▶ **WHAT TO DO**: In the data below, how many lines contain the string "conversion"? Reply with the number only.

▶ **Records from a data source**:
* * * * * * *

PR #75, opened 2018-12-19
Same as operator

zlister:

**Submitter:**

**Reviewer:**

Name:

### DIFF
--- a/src/datatypes/interval.coffee
+++ b/src/datatypes/interval.coffee
@@ -165,6 +165,11 @@ module.exports.Interval = class Interval
     else # ol is null
       null
 
+  sameAs: (other, precision) ->
+    if (@ == null or other == null) then return null
+    if (@low == null or @high == null or other.low == null or other.high == null) then return null
+    @low.sameAs(other.low, precision) and @high.sameAs(other.high, precision)
+
   equals: (other) ->
     if other instanceof Interval
       [a, b] = [@toClosed(), other.toClosed()]
--- a/src/elm/comparison.coffee
+++ b/src/elm/comparison.coffee
@@ -40,3 +40,12 @@ module.exports.GreaterOrEqual = class GreaterOrEqual extends Expression
     args = @execArgs(ctx).map (x) -> Uncertainty.from x
     return null unless args[0]? and args[1]?
     args[0].greaterThanOrEquals args[1]
+
+module.exports.SameAs = class SameAs extends Expression
+  constructor: (json) ->
+    super
+    @precision = json.precision
+
+  exec: (ctx) ->
+    [a, b] = @execArgs(ctx)
+    if a? and b? then a.sameAs(b, @precision?.toLowerCase()) else null
--- a/src/elm/datetime.coffee
+++ b/src/elm/datetime.coffee
@@ -113,15 +113,6 @@ module.exports.TimezoneFrom = class TimezoneFrom extends Expression
     date = @execArgs(ctx)
     if date? then date.timezoneOffset else null
 
-# module.exports.SameAs = class SameAs extends Expression
-#   constructor: (json) ->
-#     super
-#     @precision = json.precision
-
-#   exec: (ctx) ->
-#     [d1, d2] = @execArgs(ctx)
-#     if d1? and d2? then d1.sameAs(d2, @precision?.toLowerCase()) else null
-
 module.exports.SameOrAfter = class SameOrAfter extends Expression
   constructor: (json) ->
     super
--- a/src/elm/datetime.coffee
+++ b/src/elm/datetime.coffee
@@ -113,14 +113,14 @@ module.exports.TimezoneFrom = class TimezoneFrom extends Expression
     date = @execArgs(ctx)
     if date? then date.timezoneOffset else null
 
-module.exports.SameAs = class SameAs extends Expression
-  constructor: (json) ->
-    super
-    @precision = json.precision
+# module.exports.SameAs = class SameAs extends Expression
+#   constructor: (json) ->
+#     super
+#     @precision = json.precision
 
-  exec: (ctx) ->
-    [d1, d2] = @execArgs(ctx)
-    if d1? and d2? then d1.sameAs(d2, @precision?.toLowerCase()) else null
+#   exec: (ctx) ->
+#     [d1, d2] = @execArgs(ctx)
+#     if d1? and d2? then d1.sameAs(d2, @precision?.toLowerCase()) else null
 
 module.exports.SameOrAfter = class SameOrAfter extends Expression
   constructor: (json) ->
--- a/test/elm/interval/test.coffee
+++ b/test/elm/interval/test.coffee
@@ -2124,3 +2124,30 @@ describe 'DecimalIntervalExpand', ->
     # define BadPerMinute: expand { Interval(2.1, 4.1] } per 0.5 minute
     a = @badPerMinute.exec(@ctx)
     should.not.exist(a)
+
+describe 'SameAs', ->
+  @beforeEach ->
+    setup @, data
+
+  it 'returns null when both intervals values are null', ->
+    # define NullBoth: Interval[null,null] same as Interval[null,null]
+    a = @nullBoth.exec(@ctx)
+    should.not.exist(a)
+  
+  it 'returns true when both intervals are the same', ->
+    # define Equal: Interval[DateTime(2018,01,01), DateTime(2018,01,01)] same as Interval[DateTime(2018,01,01), DateTime(2018,01,01)]
+    @equal.exec(@ctx).should.be.true()
+
+  it 'returns false when both intervals are not the same', ->
+    # define NotEqual: Interval[DateTime(2018,01,01), DateTime(2018,01,01)] same as Interval[DateTime(2018,02,01), DateTime(2018,05,01)]
+    @notEqual.exec(@ctx).should.be.false()
+
+  it 'returns null when comparing date and datetime because precision is changed when converting date to datetime', ->
+    # define DateTimeAndDateComparisonEqual: Interval[DateTime(2018,01,01), DateTime(2018,01,01)] same as Interval[Date(2018,01,01), Date(2018,01,01)]
+    a = @dateTimeAndDateComparisonEqual.exec(@ctx)
+    should.not.exist(a)
+
+  it 'returns null when both intervals are null'. ->
+    # define NullIntervals: (null as Interval<DateTime>) same as (null as Interval<DateTime>)'
+    a = @nullIntervals.exec(@ctx)
+    should.not.exist(a)
--- a/test/elm/interval/test.coffee
+++ b/test/elm/interval/test.coffee
@@ -2147,7 +2147,88 @@ describe 'SameAs', ->
     a = @dateTimeAndDateComparisonEqual.exec(@ctx)
     should.not.exist(a)
 
-  it 'returns null when both intervals are null'. ->
+  it 'returns null when both intervals are null', ->
     # define NullIntervals: (null as Interval<DateTime>) same as (null as Interval<DateTime>)'
     a = @nullIntervals.exec(@ctx)
     should.not.exist(a)
+
+  it 'returns true when both Date intervals are the same', ->
+    # define DateIntervalComparisonSame: Interval[Date(2018,01,01), Date(2018,02,02)] same as Interval[Date(2018,01,01), Date(2018,02,02)]
+    @dateIntervalComparisonSame.exec(@ctx).should.be.true()
+
+  it 'returns false when Date intervals are not the same', ->  
+    # define DateIntervalComparisonNotSame: Interval[Date(2018,01,01), Date(2018,02,02)] same as Interval[Date(2018,01,01), Date(2018,02,01)]
+    @dateIntervalComparisonNotSame.exec(@ctx).should.be.false()
+   
+  it 'returns true when both Time intervals are the same', ->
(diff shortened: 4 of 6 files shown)


src/elm/comparison.coffee
```diff
@@ -40,3 +40,12 @@ module.exports.GreaterOrEqual = class GreaterOrEqual extends Expression
...
     args[0].greaterThanOrEquals args[1]
+
+module.exports.SameAs = class SameAs extends Expression
+  constructor: (json) ->
+    super
+    @precision = json.precision
+
+  exec: (ctx) ->
+    [a, b] = @execArgs(ctx)
+    if a? and b? then a.sameAs(b, @precision?.toLowerCase()) else null
```
cmoesel: I expect you moved `SameAs` from `datetime.coffee` to `comparison.coffee` because it now applies to both datetimes and intervals -- and comparison makes sense at a certain level.

That said, we've tried to organize these functions into files according to how the spec lists the operators in the appendix.  In the appendix, `SameAs` is not listed in the `Comparison` section (see: https://cql.hl7.org/09-b-cqlreference.html#comparison-operators-4) -- so this isn't where we'd normally put it.

If an operator is listed in more than one section (like in this case), we usually put it in the `overloaded.coffee` file.  For consistency, that's probably a better place for it than `comparison.coffee`.  Would you mind moving it there?

src/elm/datetime.coffee
```diff
@@ -113,14 +113,14 @@ module.exports.TimezoneFrom = class TimezoneFrom extends Expression
...
 
-module.exports.SameAs = class SameAs extends Expression
-  constructor: (json) ->
-    super
-    @precision = json.precision
-
-  exec: (ctx) ->
-    [d1, d2] = @execArgs(ctx)
-    if d1? and d2? then d1.sameAs(d2, @precision?.toLowerCase()) else null
+# module.exports.SameAs = class SameAs extends Expression
```
losborne: Should this commented-out code be removed?

test/elm/interval/test.coffee
```diff
@@ -2124,3 +2124,111 @@ describe 'DecimalIntervalExpand', ->
...
+    # define NotEqual: Interval[DateTime(2018,01,01), DateTime(2018,01,01)] same as Interval[DateTime(2018,02,01), DateTime(2018,05,01)]
+    @notEqual.exec(@ctx).should.be.false()
+
+  it 'returns null when comparing date and datetime because precision is changed when converting date to datetime', ->
+    # define DateTimeAndDateComparisonEqual: Interval[DateTime(2018,01,01), DateTime(2018,01,01)] same as Interval[Date(2018,01,01), Date(2018,01,01)]
+    a = @dateTimeAndDateComparisonEqual.exec(@ctx)
+    should.not.exist(a)
+
+  it 'returns null when both intervals are null', ->
+    # define NullIntervals: (null as Interval<DateTime>) same as (null as Interval<DateTime>)'
```
losborne: There's an extra `'` at the end of this line that can be removed.

src/datatypes/interval.coffee
```diff
@@ -165,6 +165,11 @@ module.exports.Interval = class Interval
     else # ol is null
       null
 
+  sameAs: (other, precision) ->
+    if (@ == null or other == null) then return null
```
losborne: This branch is not tested:
image

test/elm/interval/test.coffee
```diff
@@ -2124,3 +2124,111 @@ describe 'DecimalIntervalExpand', ->
     # define BadPerMinute: expand { Interval(2.1, 4.1] } per 0.5 minute
     a = @badPerMinute.exec(@ctx)
     should.not.exist(a)
+
+describe 'SameAs', ->
+  @beforeEach ->
+    setup @, data
+
+  it 'returns null when both intervals values are null', ->
+    # define NullBoth: Interval[null,null] same as Interval[null,null]
```
losborne: While I can see the benefit of looking at these while writing the tests, I would remove these comments showing the cql from this file, as if the CQL changes for some reason, these will become stale.

src/datatypes/interval.coffee
```diff
@@ -165,6 +165,11 @@ module.exports.Interval = class Interval
...
+    if (@low == null or @high == null or other.low == null or other.high == null) then return null
```
cmoesel: I don't think returning `null` if the low or high is `null` is quite right.  I think it's more complicated than that. According to the spec:
> **Same As**: The same-precision-as operator for intervals returns true if the two intervals start and end at the same value, using the semantics described in the `Start` and `End` operators to determine interval boundaries...

And if you look at the definitions of `Start` and `End`:

> **Start**: ... If the low boundary of the interval is closed and the low value of the interval is not null, this operator returns the low value of the interval. Otherwise, the result is the minimum value of the point type of the interval.

> **End**: ... If the high boundary of the interval is closed and the high value of the interval is not null, this operator returns the high value of the interval. Otherwise, the result is the maximum value of the point type of the interval.

So... in other words, if an interval boundary is _closed_ and its value is _null_, then it's treated like one of the min/max values (because its intentional is really negative or positive infinity).  In this respect, `Interval[@2018-01-01, null] same day as Interval[@2018-01-01, null]` should be `true`.

So... I think you really want to be looking at the calculated `Start` and `End` of the intervals, as the spec suggests.

cmoesel: I'm noticing now that it looks like maybe our `Start` and `End` implementations in `interval.coffee` are not right either, as they don't take into account whether the interval boundaries are open or closed.  We should probably fix that (although maybe that's a different pull request).

Looking at the code, I see that the `Interval` class has a `toClosed()` function on it.  It looks like that might actually take care of converting boundaries correctly and giving you an interval that is easier to compare on the low and high values.

Using `toClosed` on both intervals before comparing would also take care of converting open to closed boundaries, which would likely fix another use case that I think is currently broken.  In short, `Interval[@2018-01-01T00:00:00.0, @2019-01-01T00:00:00.0) same as Interval[@2018-01-01T00:00:00.0, @2018-12-31T23:59:59.999]` should also be `true` since the end boundaries are just two different ways of saying the same thing.

src/datatypes/interval.coffee
```diff
@@ -165,6 +165,11 @@ module.exports.Interval = class Interval
...
+    @low.sameAs(other.low, precision) and @high.sameAs(other.high, precision)
```
cmoesel: Would this work for intervals of numbers?  I think the intent of `Same As` is that it works on _all_ intervals (not just DateTimes).  I think this would fail on `Interval[0, 5] same as `Interval[0, 5]`.

src/datatypes/interval.coffee
zlister: I had a test for that, but null values are handled earlier in the execution. I have removed that line.

src/elm/comparison.coffee
zlister: Will do!

test/elm/interval/test.coffee
zlister: Decided to keep these because that is the format for the majority of the file

src/datatypes/datetime.coffee
```diff
@@ -841,6 +841,10 @@ DateTime.prototype.add = Date.prototype.add = (offset, field) ->
     for f in @constructor.FIELDS
       result[f] = null if not @[f]?
 
+  # To combat the conversion of the year 0 to 1900
```
losborne: What is the conversion of the year 0 to 1900?

src/datatypes/interval.coffee
```diff
@@ -165,6 +165,18 @@ module.exports.Interval = class Interval
     else # ol is null
       null
 
+  sameAs: (other, precision) ->
+    if ((@low == null and @high == null) or (other.low == null and other.high == null)) then return null
+    # pass in the opposite value to get the type since the checked value is null
+    else if @low == null then @low = minValueForInstance(@high)
```
losborne: It looks like this and the next line need a test case to cover the case when @low == null or other.low == null.

src/util/math.coffee
```diff
@@ -49,7 +49,7 @@ module.exports.successor = successor = (val) ->
       #not bothering with the max float test because javascript does not handle floats at the level
       #very well
       val + MIN_FLOAT_PRECISION_VALUE
-  else if val instanceof DateTime
+  else if val instanceof DateTime || val?.isDate
```
losborne: Should there be a similar case for the max Time value?

test/elm/interval/test.coffee
```diff
@@ -2124,3 +2167,159 @@ describe 'DecimalIntervalExpand', ->
...
+    a = @nullBoth.exec(@ctx)
+    should.not.exist(a)
```
losborne: It is better to use `should(a).be.null()` to test for null, as should.not.exist will pass for `undefined` as well.

test/elm/interval/test.coffee
```diff
@@ -2124,3 +2167,159 @@ describe 'DecimalIntervalExpand', ->
...
+
+  it 'returns null when one interval is null', ->
```
losborne: 'one interval is null' -> 'one interval's low and high are null' would be more precise

src/datatypes/datetime.coffee
zlister: When the date gets converted to a javascript Date object in the toJSDate() function on line 267, if the year is equal to 0, it returns a year of 1900. This affected when the min_date is used.

src/util/math.coffee
zlister: The Time values are converted to DateTime objects before they get to this point.

src/datatypes/datetime.coffee
losborne: Interesting--it looks like JS Date behaves differently for years 0-100, assuming they are in the 1900s.  It seems like there is a way to use setUTCFullYear to adjust for this 'feature'.  I think we should do that and move it to the toJSDateFunction rather than having it here.

src/util/math.coffee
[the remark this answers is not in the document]
cmoesel: I think `Date`s may need special logic that checks against `MAX_DATE_VALUE.getDate()` instead.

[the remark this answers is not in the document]
cmoesel: I won't leave any more comments on this, but note it would apply to three other places in this file as well.

src/datatypes/interval.coffee
```diff
@@ -217,6 +229,22 @@ module.exports.Interval = class Interval
...
+        return @low
+    return @toClosed().low
+
+  end: () ->
+    if !@high?
+      if @highClosed
+        return maxValueForInstance(@low)
+      else
+        return @high
+    return @toClosed().high
```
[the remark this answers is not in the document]
zlister: Yep it can! Thank you for pointing this out.

src/datatypes/interval.coffee
```diff
@@ -166,12 +166,16 @@ module.exports.Interval = class Interval
...
 
   sameAs: (other, precision) ->
-    if ((@low == null and @high == null) or (other.low == null and other.high == null)) then return null
-    # pass in the opposite value to get the type since the checked value is null
-    else if @low == null then @low = minValueForInstance(@high)
-    else if other.low == null then other.low = minValueForInstance(other.high)
-    else if @high == null then @high = maxValueForInstance(@low)
-    else if other.high == null then other.high = maxValueForInstance(other.low)
+    # Checks to see if any of the Intervals have a open, null boundary, returns null if true
+    if (@low == null and !@lowClosed) or (@high == null and !@highClosed) or (other.low == null and !other.lowClosed) or (other.high == null and !other.highClosed) then return null
```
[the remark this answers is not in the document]
cmoesel: It might be worth adding the two examples above as test cases in the unit tests too.

src/datatypes/interval.coffee
```diff
@@ -166,12 +166,16 @@ module.exports.Interval = class Interval
...
+
+    # For the special case where Interval[null,null] same as Interval[null,null] to return true
+    if @lowClosed and !@low? and @highClosed and !@high? then return other.lowClosed and !other.low? and other.highClosed and !other.high?
+
+    # For the special case where Interval[...] same as Interval[null,null] should return false
+    # This accounts for the inverse of the if statement above: where the second Interval is [null,null] and not the first Interval
+    if other.lowClosed and !other.low? and other.highClosed and !other.high? then return false
```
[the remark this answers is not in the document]
zlister: When other.start() or other.end() is called, it is assumed that if the value is null and closed, that the opposite boundary is not null and it is passed to the Min or Max value function. It uses the opposite boundary to determine the datatype that is to be returned. Since it is null, it just returns null. There really isn't a good way to pass in a value since this calculation is done inside the interval. It has no knowledge of the interval it is being compared to. That is why I have an if block to catch that case.

src/datatypes/interval.coffee
```diff
@@ -166,15 +166,40 @@ module.exports.Interval = class Interval
       null
 
   sameAs: (other, precision) ->
-    # Checks to see if any of the Intervals have a open, null boundary, returns null if true
-    if (@low == null and !@lowClosed) or (@high == null and !@highClosed) or (other.low == null and !other.lowClosed) or (other.high == null and !other.highClosed) then return null
+    # This large if and else if block handles the scenarios where there is an open ended null
+    # If both lows or highs exists, it can be determined that intervals are not Same As
```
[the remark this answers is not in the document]
zlister: Yea Luke and I spent a good chunk of time trying to come up with a better solution too. Definitely complex!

* * * * * * *

▶ **SOLUTION TO THE PROBLEM**: 2